This research examined clinical phenomena occurring in the phase of treatment following a therapist's return from maternity leave, with focus on the impact of primary maternal preoccupation (PMP; Winnicott, 1956) on the therapist and her clinical work. PMP refers to a psychological state of a new mother, occurring in the final weeks of pregnancy and into the postpartum period, that allows the mother to sensitively adapt to the infant's physical and psychological needs. Participants were 20 women who had returned to clinical work within six months of giving birth. Instruments were a PMP Questionnaire devised by Moulton (1991) and a semi-structured interview designed specifically for this study. Quantitative results revealed scores that fell within an approximately normal distribution pattern. PMP Questionnaire descriptive data did not differ significantly from those in Moulton's study, supporting the validity of the questionnaire.

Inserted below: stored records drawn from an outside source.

PR #4017, opened 2018-04-18
Fix header hardcoded height to accound for iPhone X and orientation changes

janicduplessis:
My previous PR did not account for iPhone X and orientation changes, this fixes it.

One main issue that remains is translucent status bar on android, the library as a whole doesn't support it well anyway at the moment so I just left a TODO. 

**Test plan (required)**

Been using this patch for a while and tested it on iPhone X, normal iPhone and Android with orientation changes.

### DIFF
--- a/src/views/StackView/StackViewLayout.js
+++ b/src/views/StackView/StackViewLayout.js
@@ -9,6 +9,7 @@ import {
   View,
   I18nManager,
   Easing,
+  Dimensions,
 } from 'react-native';
 
 import Card from './StackViewCard';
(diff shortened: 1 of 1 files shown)


janicduplessis:
This is pretty terrible but it works ¯\_(ツ)_/¯

cc @brentvatne @ericvicenti

brentvatne:
😆 thanks. we really need some more sane handling of header height but for now, if it works, it works

janicduplessis:
@brentvatne Yea that triggered the gist I sent you 😄

src/views/StackView/StackViewLayout.js
```diff
@@ -450,7 +459,19 @@ class StackViewLayout extends React.Component {
     const headerMode = this._getHeaderMode();
     let marginTop = 0;
     if (!hasHeader && headerMode === 'float') {
-      marginTop = -Header.HEIGHT;
+      const { isLandscape } = this.props;
+      let headerHeight;
+      if (Platform.OS === 'android') {
+        // TODO: Need to handle translucent status bar.
+        headerHeight = 56;
+      } else if (isLandscape && !Platform.isPad) {
```
Minishlink: Hello :) I'm migrating to v2. Was this line supposed to target only iOS? If so we might need to add a `Platform.OS === ios`. On the web it looks like this:
image

PR #4085, opened 2018-04-27
Fix missing/incorrect flow types

roballsopp:
Fixed issues:

- The typedef for [`getParam`](https://reactnavigation.org/docs/navigation-prop.html#getparam-get-a-specific-param-value-with-a-fallback) is missing.

- The return type for `withNavigation` is incorrect per the [flow documentation](https://flow.org/en/docs/react/hoc/#toc-injecting-props-with-a-higher-order-component) for injecting props with an HOC. The injected prop should be removed from the returned component's prop types. I'm not sure why this doesn't seem to cause an issue in the example app, but flow insisted I need a `navigation` prop in my own app until I fixed this.

- `React$*` is apparently considered private, and seems to cause some issues that `React.*` does not (https://github.com/flowtype/flow-typed/issues/1302, https://github.com/flowtype/flow-typed/issues/1589). My own experience was that `React$*` causes the following cryptic flow error `object prototype is not an object.` when using the `withNavigation` HOC in some cases.

Passes flow, tested on iOS and Android

### DIFF
--- a/examples/NavigationPlayground/js/SimpleStack.js
+++ b/examples/NavigationPlayground/js/SimpleStack.js
@@ -4,6 +4,8 @@
 
 import type {
   NavigationScreenProp,
+  NavigationState,
+  NavigationStateRoute,
   NavigationEventSubscription,
 } from 'react-navigation';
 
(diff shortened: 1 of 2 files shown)


ericvicenti:
Looks great, thanks for these improvements!

PR #4075, opened 2018-04-27
Introduce TypeScript to co-exist with JavaScript

jedmao:
- In response to https://github.com/react-navigation/rfcs/issues/34

### Motivation: First-Class ✈️ TypeScript ❤️ Support 💪 

The [existing TypeScript definitions](https://github.com/DefinitelyTyped/DefinitelyTyped/tree/master/types/react-navigation) have problems:
1. They are manually typed ⌨️ (very difficult to maintain).
1. Kudos to the author(s), but the missing type information is 🤦‍♂️ and not ideal. The definitions don't provide enough information about the most important features of react-navigation.
1. Even if they did, they don't come 📦 with react-navigation, so it's very likely to get definitions that are a bit out of sync.

### Strategy 🤔 

1. Introduce TypeScript into the build system to co-exist with JavaScript files.
1. Incrementally convert existing JavaScript files into TypeScript 👷, starting with the files that have no dependencies and working up. 🚧 
1. New TypeScript files are transpiled in-place with generated type definitions beside them (`.d.ts` files).
1. For now, port [`react-navigation.d.ts` from DefinitelyTyped](https://github.com/DefinitelyTyped/DefinitelyTyped/blob/master/types/react-navigation/index.d.ts) and publicize the typings in `package.json#types` (See f31f7b0fcf7a1c460a833f5107c79913d59195d4 and below this list).
1. At the very end 🏁 convert `src/react-navigation.js` into TypeScript, after which it will generate a 100% accurate `.d.ts` file with all the 🔔 & whistles (e.g., generics).
```json
  "types": "src/react-navigation.d.ts",
```

_Note: If this PR is merged, I'll be happy to continue the effort diligently until all source files are typed with advanced features... or my wife is 😠 at me for staying up too late 🌃._

### Tests ✅ 

The test configuration has also been updated to support TypeScript.
```
npm test
```
1. Lints (pre-task).
1. If successful, runs tests (both JS & TS).
1. If successful, transpiles Typescript into JavaScript in-place (post-task).

### Code formatting 💅 

I ensured that prettier was formatting TypeScript files on the same `precommit#lint-staged` script as well as the introduction of a simple `tslint.json` file, which we can modify as needed.

PR #4096, opened 2018-04-30
getChildEventSubscriber.js -> .ts

jedmao:
Based on #4075 

### Motivation

Providing type information via TypeScript-generated type definitions. This is the first file + test converted to TypeScript, so it sets the stage for how future changes should look regarding converting to TypeScript.

### Test plan

Preserve existing tests. Because the changes are isolated to type information and the test logic is not being changed, I see no reason to split this up any more than it is.


brentvatne:
tracking ts migration in https://github.com/react-navigation/react-navigation-core/issues/2

Issue #4097, opened 2018-04-30
(2.x) Switch Navigator mounting initial component twice


richgilbank:
### Current Behavior
- Using `createSwitchNavigator` to conditionally load screens (like in the [current Auth example](https://v2.reactnavigation.org/docs/en/auth-flow.html)), the initial component is mounted twice.

### Expected Behavior
- Any given component should only be mounted once (unless of course a new screen is explicitly pushed a second time).

### How to reproduce
- [Snack](https://snack.expo.io/@richgilbank/navigation-test)
  - I've simplified it here by making each of the navigation objects screens instead of nested navigators, but it applies in both circumstances
- Open logs panel - note "foo mounted" is logged twice

### Your Environment

| software         | version
| ---------------- | -------
| react-navigation | 2.0.0-beta.10
| react-native     | Expo SDK 26 (https://github.com/expo/react-native/archive/sdk-26.0.0.tar.gz)
| node             | 8.9.4
| npm or yarn      | npm 5.6.0

richgilbank:
rel: https://github.com/react-navigation/react-navigation/issues/4033

PR #4098, opened 2018-04-30
Container state can be out of date if we have async functions between getting and using it

brentvatne:
# Motivation

Fixes https://github.com/react-navigation/react-navigation/issues/4097

# Test plan

TODO: need to come back and do this.


ericvicenti:
This makes a lot of sense! Thanks for catching the problem and clearly commenting!

richgilbank:
Nice! Thanks for the quick work @brentvatne & @ericvicenti! 
Fix confirmed in 2.0.0-rc.7.

PR #4100, opened 2018-05-01
Fix onTransitionStart and onTransitionEnd in StackView

fr1n63:
These functions weren't firing anymore as they are passed as part of navigationConfig. Not sure if this is the best way to fix, but it solves my issue.


brentvatne:
cc @ericvicenti

allmaxgit:
@fr1n63 Thank you, now I see what we can pass it in component:
```
<Navigator onTransitionStart={this.onTransitionStart} />
```
And this is better then using navigationConfig. Because we can connect component to redux and dispatch any action.

fr1n63:
I didn't make any changes to yarn.lock directly, reverted.

brentvatne:
@ericvicenti - can you review when you have a moment?

fr1n63:
Ha! we were using it in v1, and as part of upgrading to v2 this was an issue - have since refactored and don't actually need it now I'm on v2. I'll take another swing at it when I get a minute.

davelnewton:
What's the status on this? The way my app is structured now I need to use `onTransitionStart` in the config object passed to `createStackNavigation`; only `onTransitionEnd` is firing, which is too late for what I need :/

gp3gp3gp3:
Can we update the documentation to cover this use case?  The `createStackNavigator` [API documentation](https://reactnavigation.org/docs/en/stack-navigator.html#stacknavigatorconfig) still has `onTransitionStart` as a prop passed in, though it doesn't do anything passed as a config object to that function.

brentvatne:
@gp3gp3gp3 - this was fixed - https://github.com/react-navigation/react-navigation/commit/ebdd2da79f34d43e2a3a4629a3d4f15ccfce53e9 and https://github.com/react-navigation/react-navigation/commit/fa4fdb9c57b3961cf1eff55560f5d40d178c2a4e (both released in 2.7.0 but i'd update to latest, currently 2.9.1)

gp3gp3gp3:
Whoops!  Sorry, I thought I was on the latest, looks like I'm still at 2.6.1.  Thank you!

lcampanis:
@gp3gp3gp3 @brentvatne Unfortunately this is still a bug for `onTransitionStart`.
```
"react-navigation-stack": "^2.0.0-alpha.37",
"react-navigation-tabs": "^2.6.0",
```

I can confirm that on TabNavigator only `onTransitionEnd` works.
On StackNavigator, none work.

Also ended up using `onNavigationStateChange`

PR #4101, opened 2018-05-01
NavigationActions.js -> .ts

jedmao:
Based on #4075

### Motivation

Providing type information via TypeScript-generated type definitions. This is the 2nd file + test converted to TypeScript, but the first one to add documentation (referenced from [here](https://reactnavigation.org/docs/navigation-actions.html)).

### Test plan

Preserve existing tests. Notice that the tests in this PR are 100% untouched. This is ideal, of course.

image


brentvatne:
tracking ts migration in https://github.com/react-navigation/react-navigation-core/issues/2

PR #4493, opened 2018-06-13
@ericvicenti/universe

ericvicenti:
This cleanup is necessary for the universe hacks. It makes core modules more 'importable' to the other repo where I'm working on full-stack navigation


ericvicenti:
all of these are surface-level changes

A k-means cluster analysis revealed that there were two distinct groups, one with high PMP scores and the other with low scores. Qualitative results from the interview revealed distinct characteristics of each group, though there were also some similarities. For therapists in the high group, PMP had both a positive and negative influence on their clinical work (positive: increased sensitivity to patients, a sense of feeling more vulnerable and “real” with patients; negative: increased distractibility, memory loss, fluid boundaries, and difficulty dealing with low functioning patients). In the low group, therapists were able to compartmentalize thoughts of their babies and felt that balancing dual roles actually served to sharpen their focus in their clinical work. On the other hand, these therapists expressed a sense of conflict between work and motherhood, appearing less flexible in their dual roles, and also had difficulty feeling vulnerable with patients, tending to constrict emotions. Overall, the results suggest that Winnicott's theory of PMP can be a valuable way of understanding a therapist's developmental movement, with the quality and quantity of PMP impacting transference and countertransference in the clinical setting. Limitations, clinical implications, and suggestions for future research are also presented.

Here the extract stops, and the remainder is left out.